I've decided to install 2 80mm fans for my case which is a Rosewill TU-155. I was wonderin if any can give me any suggestions of a good fans that will fit in my Case


----------



## twajetmech (Jul 1, 2004)

I'm partial to panaflo fans, they are considered to be some of the best case fans... http://www.frozencpu.com/products/2541/fan-42/Panaflo_H1A_80mm_Fan_BX_w_RPM_Sensor.html?tl=g36c15s58


----------



## Tino87 (Apr 20, 2006)

With the panaflo fans, do i have to buy the connectors and the screws or do they all ready come. And would it fitt in my case.

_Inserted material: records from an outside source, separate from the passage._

PR #39235, opened 2022-06-01
tf: make Ingress component more flexible

howardjohn:
Right now it can only be used in istio-system with the `istio=...`
label. This allows arbitrary namespaces and labels to be used. Also
cleans up some dead code.

### DIFF
--- a/pkg/test/framework/components/istio/ingress.go
+++ b/pkg/test/framework/components/istio/ingress.go
@@ -16,12 +16,13 @@ package istio
 
 import (
 	"context"
-	"encoding/json"
 	"fmt"
 	"io"
 	"net"
 	"strconv"
 	"time"
+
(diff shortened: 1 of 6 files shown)


pkg/test/framework/components/istio/ingress.go
```diff
@@ -249,17 +242,8 @@ func (c *ingressImpl) schemeFor(opts echo.CallOptions) (scheme.Instance, error)
 	return opts.Port.Scheme()
 }
 
-func (c *ingressImpl) ProxyStats() (map[string]int, error) {
```
nmittler, line 252: Is this not used?

nmittler (approved):

pkg/test/framework/components/istio/ingress.go
howardjohn: yep

PR #39252, opened 2022-06-02
Add priorityClassName to gateway helm chart

robinelfrink:

Add `priorityClassName` to the gateway Helm Chart in `manifests/charts/gateway`.

### DIFF
--- a/manifests/charts/gateway/templates/deployment.yaml
+++ b/manifests/charts/gateway/templates/deployment.yaml
@@ -102,3 +102,6 @@ spec:
       topologySpreadConstraints:
         {{- toYaml . | nindent 8 }}
       {{- end }}
+      {{- if .Values.priorityClassName }}
+      priorityClassName: "{{ .Values.priorityClassName }}"
+      {{- end }}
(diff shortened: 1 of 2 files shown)


howardjohn (changes requested):
Sorry you are caught in the between stages where we have made a decision but not documented it -- but the Environments WG has made a decision to not allow modifications to helm charts for these types of changes and instead prefer last mile customiation: https://docs.google.com/document/d/1wsa06GGiq1LEGwhkiPP0FKIZJqdAiue-VeBonWAzAyk/edit#bookmark=id.4ru6nai2al4s

robinelfrink:
Okay, thanks for the info.

We're using [Flux](https://fluxcd.io/) so we can easily add a `postRenderer` to our `HelmRelease` objects:

```
spec:
  postRenderers:
  - kustomize:
      patchesStrategicMerge:
      - kind: Deployment
        apiVersion: apps/v1
        spec:
          template:
            spec:
              priorityClassName: super-high-priority
```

My Case is a Rosewill TU-155.


----------



## twajetmech (Jul 1, 2004)

You'll have to check your mobo and see if you need either a 2 pin, 3 pin or if you will be using a 4 pin molex connector. They come untailed so you can either make your own connector or purchase the one you need. If Your case requires an 80mm fan then just about any 80mm fan will fit, the Panaflo is a std size 80mm X 25mm fan, other panaflo 80mm fans will vary in cfm output. I listed the H1A because its a good compromise between high cfm and noise, other models produce higher cfm with a slightly higher noise (about 36db is the same level as most psu's). You will have to purchase the scrivets or screws to install the fan seperately as well


----------



## Tino87 (Apr 20, 2006)

k thanks


----------